第30話・死にゆく罪人たち……9つの悦楽三昧降臨〔後編〕

  ◇◇◇◇◇◇


 時間は影ノ牙が宇宙空間から地上に向かって、摩擦熱で燃えながら落下してる時刻に少しもどる──風月洞かある中洲の町の小高い丘に立つ、人間ケンタウルスの影魔 ルリカが日中の空を見ていた。


 ルリカの目に昼間でも見える炎の流星が映っていた。

 数秒間──炎の流星は平原の山に向かって落下していき、燃え尽きて消えた。

 ルリカは、理由もなく溢れた涙を拭う。

 丘に立つ奇ノ骨のルリカに、後方から話しかけてきた人物がいた。

「なぜ、泣いておるのだ」

 振り返ったルリカの目に、銀色の王ノ牙の姿が映る。

「探したぞよ、どうじゃ余の妻にならぬか……悪いようにはせん、余の胸に飛び込んでくるが良い……その涙を余が癒やしてやろう」


 ルリカは王ノ牙の胸に泣きながら飛び込む。

 ルリカの頭を優しく撫でる王ノ牙。

「よしよし、余の妻になれ」

 唇を重ねる王ノ牙とルリカ、ルリカの体が銀色に変色していく。

「余の力を分け与えた、内臓も銀色に変わった……これからは『銀の貴婦人』と名乗るが良いぞ」

 王ノ牙に抱きついたルリカは、うれし涙を流しながら微笑んだ。


  ◇◇◇◇◇◇


 時間は鉄馬が舞姫たちが戦っている墓地へと、バイクを走らせていた時刻へと進む──

和風の墓石が並ぶ墓地群で、舞姫と魚拓は苦戦していた。


 舞姫と魚拓が戦っているのは、屍ノ牙『骸崎むくろざき乱子』と、乱子が連れてきたカマキリのカイジン『トウロウ』……そして、もう一名予想もしていなかった敵が舞姫と魚拓の前に現れていた。

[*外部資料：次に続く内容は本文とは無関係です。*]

PR #7943, opened 2024-12-16
fix(linter): rule `no-restricted-imports`: fix option "importNames"

Sysix:
all test cases with `importNames` are now passing.

Now working on the other options


Sysix:
/ping @camc314 

I got already another PR up.
This rule will go into multiple iterations  :)

camc314 (approved):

「おぽぽぽっ……祭りですわ、千手の祭りですわ。おぽぽぽっ」

 神輿みこし台の上に、女性の腕が無数にある怪球物体が乗っていた。

 女性の肩から指先までの腕がウニのトゲのように生えた、その物体が乗っている神輿台を四方で担いでいるのは、胸と腹に白いサラシを巻いた六尺褌ろくしゃくふんどし姿の首が無い男たちだった。


 腕球体は9つの悦楽三昧の一人『千手三昧』と名乗って『バコシヤ』と言う、新種のクズを引き連れて墓地に突然、神輿で担がれて現れた。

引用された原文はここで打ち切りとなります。